» What you have to do: Which lines of the data below include the string "needed"? Return each of them.
***** Record extracts *****
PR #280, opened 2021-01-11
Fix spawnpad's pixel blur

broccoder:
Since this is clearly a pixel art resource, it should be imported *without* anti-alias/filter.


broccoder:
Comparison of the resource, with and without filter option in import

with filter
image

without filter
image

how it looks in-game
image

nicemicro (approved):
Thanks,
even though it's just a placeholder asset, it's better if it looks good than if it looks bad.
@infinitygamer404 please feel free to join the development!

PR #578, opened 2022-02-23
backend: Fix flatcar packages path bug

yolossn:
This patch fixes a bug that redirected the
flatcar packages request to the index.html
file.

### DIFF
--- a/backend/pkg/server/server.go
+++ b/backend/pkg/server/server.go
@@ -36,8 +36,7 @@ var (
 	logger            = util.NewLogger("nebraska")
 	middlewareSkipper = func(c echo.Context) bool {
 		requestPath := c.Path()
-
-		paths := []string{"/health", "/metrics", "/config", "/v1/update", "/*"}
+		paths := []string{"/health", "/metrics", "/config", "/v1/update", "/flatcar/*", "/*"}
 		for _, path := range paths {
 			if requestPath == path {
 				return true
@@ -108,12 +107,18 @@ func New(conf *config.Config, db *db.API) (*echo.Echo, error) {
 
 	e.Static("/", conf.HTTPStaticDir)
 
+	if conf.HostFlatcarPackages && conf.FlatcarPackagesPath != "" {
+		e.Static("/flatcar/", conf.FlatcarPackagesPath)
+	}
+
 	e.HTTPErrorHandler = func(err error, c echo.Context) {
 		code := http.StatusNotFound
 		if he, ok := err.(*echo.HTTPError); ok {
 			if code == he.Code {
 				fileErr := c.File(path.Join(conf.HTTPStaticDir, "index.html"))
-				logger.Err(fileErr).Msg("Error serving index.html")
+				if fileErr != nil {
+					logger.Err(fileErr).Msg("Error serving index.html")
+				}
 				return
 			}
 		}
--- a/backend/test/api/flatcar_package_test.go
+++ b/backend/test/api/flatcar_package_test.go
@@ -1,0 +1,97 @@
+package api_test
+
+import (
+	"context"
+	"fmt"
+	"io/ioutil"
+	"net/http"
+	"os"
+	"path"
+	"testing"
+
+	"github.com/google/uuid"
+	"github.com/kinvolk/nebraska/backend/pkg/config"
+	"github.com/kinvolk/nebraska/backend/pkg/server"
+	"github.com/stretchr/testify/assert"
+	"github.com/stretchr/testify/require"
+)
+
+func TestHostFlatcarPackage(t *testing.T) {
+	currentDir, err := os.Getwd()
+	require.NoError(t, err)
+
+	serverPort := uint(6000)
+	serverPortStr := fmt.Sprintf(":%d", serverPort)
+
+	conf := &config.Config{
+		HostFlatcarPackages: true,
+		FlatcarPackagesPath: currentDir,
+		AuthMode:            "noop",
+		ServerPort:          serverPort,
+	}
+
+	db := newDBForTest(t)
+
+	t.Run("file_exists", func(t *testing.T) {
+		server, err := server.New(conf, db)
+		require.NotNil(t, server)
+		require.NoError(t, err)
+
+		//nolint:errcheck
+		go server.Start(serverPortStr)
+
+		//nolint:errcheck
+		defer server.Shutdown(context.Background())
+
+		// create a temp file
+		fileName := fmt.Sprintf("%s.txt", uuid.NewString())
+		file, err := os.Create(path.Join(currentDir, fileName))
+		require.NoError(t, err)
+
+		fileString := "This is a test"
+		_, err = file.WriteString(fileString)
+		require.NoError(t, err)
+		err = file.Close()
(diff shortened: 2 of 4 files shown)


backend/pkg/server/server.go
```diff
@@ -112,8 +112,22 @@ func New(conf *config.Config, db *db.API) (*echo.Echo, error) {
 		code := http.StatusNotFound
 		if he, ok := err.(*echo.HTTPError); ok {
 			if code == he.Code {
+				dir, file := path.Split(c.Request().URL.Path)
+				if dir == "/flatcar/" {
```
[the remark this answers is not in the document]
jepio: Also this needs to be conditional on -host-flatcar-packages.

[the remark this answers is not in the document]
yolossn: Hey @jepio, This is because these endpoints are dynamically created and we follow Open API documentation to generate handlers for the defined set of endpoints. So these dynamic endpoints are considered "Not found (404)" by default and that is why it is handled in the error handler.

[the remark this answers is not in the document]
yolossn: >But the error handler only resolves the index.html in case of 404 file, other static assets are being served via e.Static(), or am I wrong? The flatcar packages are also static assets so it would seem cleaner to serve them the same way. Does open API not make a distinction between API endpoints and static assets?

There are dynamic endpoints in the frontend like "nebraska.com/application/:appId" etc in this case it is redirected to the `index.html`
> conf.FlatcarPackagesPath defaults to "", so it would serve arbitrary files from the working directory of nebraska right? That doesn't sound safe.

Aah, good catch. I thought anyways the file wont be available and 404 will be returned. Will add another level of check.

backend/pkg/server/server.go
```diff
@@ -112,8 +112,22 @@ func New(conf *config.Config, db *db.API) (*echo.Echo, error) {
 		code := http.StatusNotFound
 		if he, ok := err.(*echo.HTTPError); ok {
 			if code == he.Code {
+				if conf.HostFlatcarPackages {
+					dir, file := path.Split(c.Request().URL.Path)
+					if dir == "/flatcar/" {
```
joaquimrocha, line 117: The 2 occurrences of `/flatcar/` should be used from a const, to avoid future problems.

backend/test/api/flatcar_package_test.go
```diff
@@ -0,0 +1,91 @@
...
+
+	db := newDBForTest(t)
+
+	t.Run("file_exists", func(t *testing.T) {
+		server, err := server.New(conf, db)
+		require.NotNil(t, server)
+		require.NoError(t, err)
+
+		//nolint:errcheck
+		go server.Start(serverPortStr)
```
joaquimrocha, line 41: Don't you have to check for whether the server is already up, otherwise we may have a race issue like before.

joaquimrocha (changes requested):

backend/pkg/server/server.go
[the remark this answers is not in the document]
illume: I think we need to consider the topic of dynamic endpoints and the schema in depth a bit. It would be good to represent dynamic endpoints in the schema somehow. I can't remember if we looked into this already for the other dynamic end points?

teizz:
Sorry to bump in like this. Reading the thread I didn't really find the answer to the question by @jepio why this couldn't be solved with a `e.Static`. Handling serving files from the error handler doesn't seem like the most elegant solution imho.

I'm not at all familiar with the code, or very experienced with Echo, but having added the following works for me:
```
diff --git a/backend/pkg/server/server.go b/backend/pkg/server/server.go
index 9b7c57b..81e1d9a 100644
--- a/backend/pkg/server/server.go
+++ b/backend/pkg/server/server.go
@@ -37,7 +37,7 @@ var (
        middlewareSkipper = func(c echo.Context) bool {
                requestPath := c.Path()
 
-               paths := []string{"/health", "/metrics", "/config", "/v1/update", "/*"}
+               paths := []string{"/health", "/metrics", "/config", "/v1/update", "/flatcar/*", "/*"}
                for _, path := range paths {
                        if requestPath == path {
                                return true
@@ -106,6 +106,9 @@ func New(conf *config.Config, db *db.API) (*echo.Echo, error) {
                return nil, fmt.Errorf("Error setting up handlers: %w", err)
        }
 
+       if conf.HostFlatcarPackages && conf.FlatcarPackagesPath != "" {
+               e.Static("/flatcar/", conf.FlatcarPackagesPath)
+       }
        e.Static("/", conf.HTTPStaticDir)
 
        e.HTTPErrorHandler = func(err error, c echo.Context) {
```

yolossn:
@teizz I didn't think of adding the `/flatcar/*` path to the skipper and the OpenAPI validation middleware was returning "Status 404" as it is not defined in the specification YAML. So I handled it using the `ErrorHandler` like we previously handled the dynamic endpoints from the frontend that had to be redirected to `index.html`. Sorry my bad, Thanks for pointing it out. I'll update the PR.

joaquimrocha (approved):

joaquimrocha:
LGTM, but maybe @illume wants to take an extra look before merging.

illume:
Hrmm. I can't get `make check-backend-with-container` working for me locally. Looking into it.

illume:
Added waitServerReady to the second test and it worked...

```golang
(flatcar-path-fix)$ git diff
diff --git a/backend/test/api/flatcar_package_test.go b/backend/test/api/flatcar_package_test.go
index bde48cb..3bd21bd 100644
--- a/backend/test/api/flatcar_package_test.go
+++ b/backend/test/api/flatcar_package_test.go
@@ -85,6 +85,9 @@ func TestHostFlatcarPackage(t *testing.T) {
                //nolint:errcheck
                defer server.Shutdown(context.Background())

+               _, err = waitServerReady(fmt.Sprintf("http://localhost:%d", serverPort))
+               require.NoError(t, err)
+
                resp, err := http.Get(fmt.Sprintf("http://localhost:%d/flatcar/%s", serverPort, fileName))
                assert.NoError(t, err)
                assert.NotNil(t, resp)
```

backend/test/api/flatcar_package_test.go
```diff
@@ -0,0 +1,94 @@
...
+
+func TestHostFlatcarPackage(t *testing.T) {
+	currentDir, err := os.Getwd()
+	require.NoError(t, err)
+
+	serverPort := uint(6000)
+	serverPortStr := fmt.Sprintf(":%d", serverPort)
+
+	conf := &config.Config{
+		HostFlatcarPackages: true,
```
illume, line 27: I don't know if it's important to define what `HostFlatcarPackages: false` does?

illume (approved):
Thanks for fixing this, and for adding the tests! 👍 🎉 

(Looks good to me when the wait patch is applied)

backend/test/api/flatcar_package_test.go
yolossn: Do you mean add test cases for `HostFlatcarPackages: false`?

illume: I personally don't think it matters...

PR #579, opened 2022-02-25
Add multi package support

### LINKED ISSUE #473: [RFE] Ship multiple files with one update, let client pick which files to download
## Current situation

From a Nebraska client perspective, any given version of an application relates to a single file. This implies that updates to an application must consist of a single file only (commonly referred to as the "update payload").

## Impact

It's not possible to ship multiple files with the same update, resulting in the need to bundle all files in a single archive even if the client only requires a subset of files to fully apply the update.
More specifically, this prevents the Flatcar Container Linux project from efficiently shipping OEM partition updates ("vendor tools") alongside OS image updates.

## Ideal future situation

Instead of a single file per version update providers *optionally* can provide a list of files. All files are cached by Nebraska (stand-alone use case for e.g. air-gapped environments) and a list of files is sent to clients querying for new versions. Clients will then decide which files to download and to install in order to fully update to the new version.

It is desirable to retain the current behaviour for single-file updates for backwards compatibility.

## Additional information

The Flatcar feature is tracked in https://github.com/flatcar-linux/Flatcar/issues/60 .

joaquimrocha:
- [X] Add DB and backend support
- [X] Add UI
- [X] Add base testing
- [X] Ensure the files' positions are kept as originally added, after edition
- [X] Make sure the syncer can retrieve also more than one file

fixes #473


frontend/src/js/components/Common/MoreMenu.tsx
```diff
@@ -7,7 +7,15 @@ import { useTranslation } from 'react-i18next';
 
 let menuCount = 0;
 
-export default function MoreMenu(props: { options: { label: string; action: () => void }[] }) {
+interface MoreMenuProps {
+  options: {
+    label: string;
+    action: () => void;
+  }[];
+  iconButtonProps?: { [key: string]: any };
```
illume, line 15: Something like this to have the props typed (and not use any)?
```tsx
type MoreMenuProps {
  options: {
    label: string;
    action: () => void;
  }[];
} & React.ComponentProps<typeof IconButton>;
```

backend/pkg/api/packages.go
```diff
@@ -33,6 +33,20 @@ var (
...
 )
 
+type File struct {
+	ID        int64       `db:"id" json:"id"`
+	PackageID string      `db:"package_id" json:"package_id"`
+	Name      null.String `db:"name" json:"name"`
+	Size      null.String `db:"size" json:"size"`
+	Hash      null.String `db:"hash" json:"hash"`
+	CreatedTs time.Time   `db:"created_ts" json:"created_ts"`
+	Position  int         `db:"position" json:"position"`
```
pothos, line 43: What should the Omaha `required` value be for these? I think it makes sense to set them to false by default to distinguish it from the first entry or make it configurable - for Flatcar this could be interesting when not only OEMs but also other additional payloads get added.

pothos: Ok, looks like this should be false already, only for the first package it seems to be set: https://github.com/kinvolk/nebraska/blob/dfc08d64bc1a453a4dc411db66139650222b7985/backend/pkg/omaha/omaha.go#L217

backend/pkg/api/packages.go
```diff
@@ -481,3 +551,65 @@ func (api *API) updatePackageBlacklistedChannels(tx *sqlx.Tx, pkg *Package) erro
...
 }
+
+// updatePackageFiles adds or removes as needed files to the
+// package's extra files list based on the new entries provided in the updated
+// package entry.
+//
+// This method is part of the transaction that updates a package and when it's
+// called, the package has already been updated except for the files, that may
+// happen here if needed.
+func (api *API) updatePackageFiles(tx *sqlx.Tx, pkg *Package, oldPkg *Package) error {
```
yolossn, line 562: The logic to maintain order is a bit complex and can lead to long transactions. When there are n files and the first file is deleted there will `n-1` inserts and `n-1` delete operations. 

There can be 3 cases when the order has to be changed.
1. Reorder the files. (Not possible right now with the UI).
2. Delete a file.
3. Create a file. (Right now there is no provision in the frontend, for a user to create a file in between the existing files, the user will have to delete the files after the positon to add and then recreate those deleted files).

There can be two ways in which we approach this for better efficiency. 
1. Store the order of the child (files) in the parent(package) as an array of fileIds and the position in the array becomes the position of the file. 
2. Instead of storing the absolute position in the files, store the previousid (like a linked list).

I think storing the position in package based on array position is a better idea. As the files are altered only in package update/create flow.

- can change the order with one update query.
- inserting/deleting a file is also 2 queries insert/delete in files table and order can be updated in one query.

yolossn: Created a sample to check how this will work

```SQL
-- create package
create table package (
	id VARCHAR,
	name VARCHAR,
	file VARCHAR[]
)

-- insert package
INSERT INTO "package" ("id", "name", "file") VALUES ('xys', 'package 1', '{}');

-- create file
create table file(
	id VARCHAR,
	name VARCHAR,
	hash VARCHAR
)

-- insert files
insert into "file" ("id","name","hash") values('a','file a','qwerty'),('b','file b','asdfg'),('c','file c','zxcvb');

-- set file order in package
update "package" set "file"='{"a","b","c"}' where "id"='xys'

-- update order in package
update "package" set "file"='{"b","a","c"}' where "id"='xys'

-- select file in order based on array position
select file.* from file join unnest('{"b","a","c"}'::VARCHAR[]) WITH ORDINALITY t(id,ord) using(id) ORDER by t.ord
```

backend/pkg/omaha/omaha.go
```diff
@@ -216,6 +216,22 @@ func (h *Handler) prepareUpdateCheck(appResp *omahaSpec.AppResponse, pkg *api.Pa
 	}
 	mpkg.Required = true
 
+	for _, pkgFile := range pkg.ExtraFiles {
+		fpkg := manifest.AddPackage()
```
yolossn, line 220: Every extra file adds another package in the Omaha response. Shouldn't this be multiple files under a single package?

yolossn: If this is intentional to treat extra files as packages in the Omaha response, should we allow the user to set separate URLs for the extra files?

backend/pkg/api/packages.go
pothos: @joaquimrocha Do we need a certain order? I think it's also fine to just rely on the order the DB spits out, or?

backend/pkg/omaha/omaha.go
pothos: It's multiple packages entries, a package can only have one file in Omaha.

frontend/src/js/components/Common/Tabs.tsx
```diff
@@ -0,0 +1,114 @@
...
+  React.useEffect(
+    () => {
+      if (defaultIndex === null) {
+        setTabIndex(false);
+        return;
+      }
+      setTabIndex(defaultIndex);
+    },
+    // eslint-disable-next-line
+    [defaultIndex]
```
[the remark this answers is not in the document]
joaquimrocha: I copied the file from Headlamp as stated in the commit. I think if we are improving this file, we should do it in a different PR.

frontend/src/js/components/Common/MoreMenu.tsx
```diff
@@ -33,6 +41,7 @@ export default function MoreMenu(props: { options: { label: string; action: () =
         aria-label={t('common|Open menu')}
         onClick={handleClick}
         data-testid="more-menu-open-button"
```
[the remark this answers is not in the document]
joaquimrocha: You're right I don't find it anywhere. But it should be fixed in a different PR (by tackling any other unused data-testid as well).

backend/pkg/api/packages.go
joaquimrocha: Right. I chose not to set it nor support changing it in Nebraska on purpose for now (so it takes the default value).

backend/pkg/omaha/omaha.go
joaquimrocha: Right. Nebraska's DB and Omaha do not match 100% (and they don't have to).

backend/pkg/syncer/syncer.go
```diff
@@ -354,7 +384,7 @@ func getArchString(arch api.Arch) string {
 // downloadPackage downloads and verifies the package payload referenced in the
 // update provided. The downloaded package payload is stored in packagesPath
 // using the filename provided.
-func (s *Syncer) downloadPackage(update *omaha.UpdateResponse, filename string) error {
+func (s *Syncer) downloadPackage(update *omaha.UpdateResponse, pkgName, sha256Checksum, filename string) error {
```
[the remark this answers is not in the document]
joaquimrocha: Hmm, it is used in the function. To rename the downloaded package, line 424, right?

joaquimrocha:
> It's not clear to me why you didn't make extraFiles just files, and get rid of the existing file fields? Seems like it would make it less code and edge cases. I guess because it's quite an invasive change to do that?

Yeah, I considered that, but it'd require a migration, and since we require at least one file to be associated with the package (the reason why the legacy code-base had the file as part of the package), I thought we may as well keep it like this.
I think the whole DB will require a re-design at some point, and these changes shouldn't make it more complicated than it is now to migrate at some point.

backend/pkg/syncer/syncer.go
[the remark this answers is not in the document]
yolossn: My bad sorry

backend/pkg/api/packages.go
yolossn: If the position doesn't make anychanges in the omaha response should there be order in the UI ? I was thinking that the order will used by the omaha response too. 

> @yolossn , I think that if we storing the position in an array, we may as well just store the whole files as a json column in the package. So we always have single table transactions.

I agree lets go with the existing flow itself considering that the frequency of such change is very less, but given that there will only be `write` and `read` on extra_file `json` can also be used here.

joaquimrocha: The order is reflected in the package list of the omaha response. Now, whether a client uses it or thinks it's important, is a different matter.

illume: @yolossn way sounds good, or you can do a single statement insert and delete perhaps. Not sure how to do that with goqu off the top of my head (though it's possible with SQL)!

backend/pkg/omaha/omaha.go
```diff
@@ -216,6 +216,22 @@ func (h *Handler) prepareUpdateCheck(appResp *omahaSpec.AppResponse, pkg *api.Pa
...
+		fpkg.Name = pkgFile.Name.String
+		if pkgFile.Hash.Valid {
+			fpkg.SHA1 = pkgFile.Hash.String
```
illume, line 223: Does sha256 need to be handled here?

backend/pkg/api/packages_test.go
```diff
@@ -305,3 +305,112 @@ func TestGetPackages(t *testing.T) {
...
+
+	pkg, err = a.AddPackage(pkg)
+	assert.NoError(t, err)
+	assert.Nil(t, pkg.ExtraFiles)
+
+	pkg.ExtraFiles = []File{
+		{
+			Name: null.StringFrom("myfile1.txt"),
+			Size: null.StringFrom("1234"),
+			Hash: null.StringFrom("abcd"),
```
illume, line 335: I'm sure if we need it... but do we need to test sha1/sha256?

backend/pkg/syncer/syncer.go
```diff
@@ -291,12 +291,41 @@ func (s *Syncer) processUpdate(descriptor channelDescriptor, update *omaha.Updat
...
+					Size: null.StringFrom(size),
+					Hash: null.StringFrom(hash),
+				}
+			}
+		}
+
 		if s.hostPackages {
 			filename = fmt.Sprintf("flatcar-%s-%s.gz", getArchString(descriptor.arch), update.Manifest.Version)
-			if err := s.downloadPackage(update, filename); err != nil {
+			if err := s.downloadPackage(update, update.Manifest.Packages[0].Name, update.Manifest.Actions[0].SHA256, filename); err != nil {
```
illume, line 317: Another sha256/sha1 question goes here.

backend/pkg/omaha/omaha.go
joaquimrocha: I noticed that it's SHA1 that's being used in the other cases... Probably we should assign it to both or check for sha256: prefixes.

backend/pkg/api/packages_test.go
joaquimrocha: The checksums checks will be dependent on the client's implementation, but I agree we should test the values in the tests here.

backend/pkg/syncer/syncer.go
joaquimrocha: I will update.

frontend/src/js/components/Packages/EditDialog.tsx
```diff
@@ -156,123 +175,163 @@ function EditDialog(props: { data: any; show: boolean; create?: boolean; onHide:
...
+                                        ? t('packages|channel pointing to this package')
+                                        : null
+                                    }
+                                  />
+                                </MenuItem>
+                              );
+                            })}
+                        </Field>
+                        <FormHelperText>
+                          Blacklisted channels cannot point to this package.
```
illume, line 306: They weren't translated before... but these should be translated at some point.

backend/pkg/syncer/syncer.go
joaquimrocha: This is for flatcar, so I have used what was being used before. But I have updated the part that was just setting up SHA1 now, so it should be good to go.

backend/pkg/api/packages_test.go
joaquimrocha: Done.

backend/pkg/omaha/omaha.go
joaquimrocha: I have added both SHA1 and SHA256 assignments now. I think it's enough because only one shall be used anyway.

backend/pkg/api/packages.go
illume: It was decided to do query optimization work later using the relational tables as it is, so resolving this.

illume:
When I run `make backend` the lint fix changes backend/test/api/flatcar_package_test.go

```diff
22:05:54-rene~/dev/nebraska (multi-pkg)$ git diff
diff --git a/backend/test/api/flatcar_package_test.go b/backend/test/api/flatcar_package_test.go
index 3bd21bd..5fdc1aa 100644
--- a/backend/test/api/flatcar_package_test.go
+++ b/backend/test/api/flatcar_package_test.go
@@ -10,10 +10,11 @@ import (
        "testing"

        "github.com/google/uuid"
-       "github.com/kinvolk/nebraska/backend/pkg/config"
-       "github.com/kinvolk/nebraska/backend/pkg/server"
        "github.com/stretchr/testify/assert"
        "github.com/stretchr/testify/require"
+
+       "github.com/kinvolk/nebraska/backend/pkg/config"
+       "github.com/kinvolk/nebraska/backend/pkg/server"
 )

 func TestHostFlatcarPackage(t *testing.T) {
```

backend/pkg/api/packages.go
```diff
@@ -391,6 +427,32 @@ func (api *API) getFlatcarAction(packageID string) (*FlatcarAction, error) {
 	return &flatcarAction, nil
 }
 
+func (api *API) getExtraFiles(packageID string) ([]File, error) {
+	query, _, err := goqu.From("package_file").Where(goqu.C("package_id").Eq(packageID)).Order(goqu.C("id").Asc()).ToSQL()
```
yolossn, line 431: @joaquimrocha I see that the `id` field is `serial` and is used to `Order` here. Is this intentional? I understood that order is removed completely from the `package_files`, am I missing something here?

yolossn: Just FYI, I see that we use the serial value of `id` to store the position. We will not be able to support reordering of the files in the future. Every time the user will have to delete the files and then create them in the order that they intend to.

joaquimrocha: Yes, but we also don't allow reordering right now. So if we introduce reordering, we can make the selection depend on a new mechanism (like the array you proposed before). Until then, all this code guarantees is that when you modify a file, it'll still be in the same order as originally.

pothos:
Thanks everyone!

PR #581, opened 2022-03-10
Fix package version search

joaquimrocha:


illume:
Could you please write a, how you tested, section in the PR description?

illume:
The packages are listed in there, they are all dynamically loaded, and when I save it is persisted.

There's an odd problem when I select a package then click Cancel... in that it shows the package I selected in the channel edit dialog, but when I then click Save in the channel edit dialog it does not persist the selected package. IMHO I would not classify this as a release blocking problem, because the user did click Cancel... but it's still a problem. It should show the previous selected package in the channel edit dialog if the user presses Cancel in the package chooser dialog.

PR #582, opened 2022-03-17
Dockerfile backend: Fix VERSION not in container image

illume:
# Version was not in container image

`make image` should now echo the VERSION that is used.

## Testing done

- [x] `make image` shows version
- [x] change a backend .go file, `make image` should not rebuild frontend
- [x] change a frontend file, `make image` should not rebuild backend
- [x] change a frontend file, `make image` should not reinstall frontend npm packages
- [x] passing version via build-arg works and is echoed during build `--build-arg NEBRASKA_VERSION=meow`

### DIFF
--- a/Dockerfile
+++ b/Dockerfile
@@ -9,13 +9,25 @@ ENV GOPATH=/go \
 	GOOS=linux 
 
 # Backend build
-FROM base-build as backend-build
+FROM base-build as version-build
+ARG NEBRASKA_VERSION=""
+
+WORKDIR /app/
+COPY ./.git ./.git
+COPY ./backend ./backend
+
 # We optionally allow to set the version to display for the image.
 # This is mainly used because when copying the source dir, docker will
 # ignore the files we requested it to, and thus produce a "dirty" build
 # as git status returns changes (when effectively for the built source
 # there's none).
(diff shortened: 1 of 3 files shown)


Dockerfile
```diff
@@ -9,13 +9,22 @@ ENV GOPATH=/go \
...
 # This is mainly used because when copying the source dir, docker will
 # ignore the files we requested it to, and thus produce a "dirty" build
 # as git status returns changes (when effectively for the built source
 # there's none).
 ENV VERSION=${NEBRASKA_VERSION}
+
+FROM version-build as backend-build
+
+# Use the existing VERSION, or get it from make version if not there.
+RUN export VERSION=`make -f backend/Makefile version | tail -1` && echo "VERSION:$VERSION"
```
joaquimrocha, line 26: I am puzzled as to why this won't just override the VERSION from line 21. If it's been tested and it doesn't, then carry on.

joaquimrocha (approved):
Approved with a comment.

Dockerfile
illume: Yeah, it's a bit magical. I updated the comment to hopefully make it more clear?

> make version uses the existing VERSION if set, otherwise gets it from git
*****
» Result for this exercise:
+// updatePackageFiles adds or removes as needed files to the
+// happen here if needed.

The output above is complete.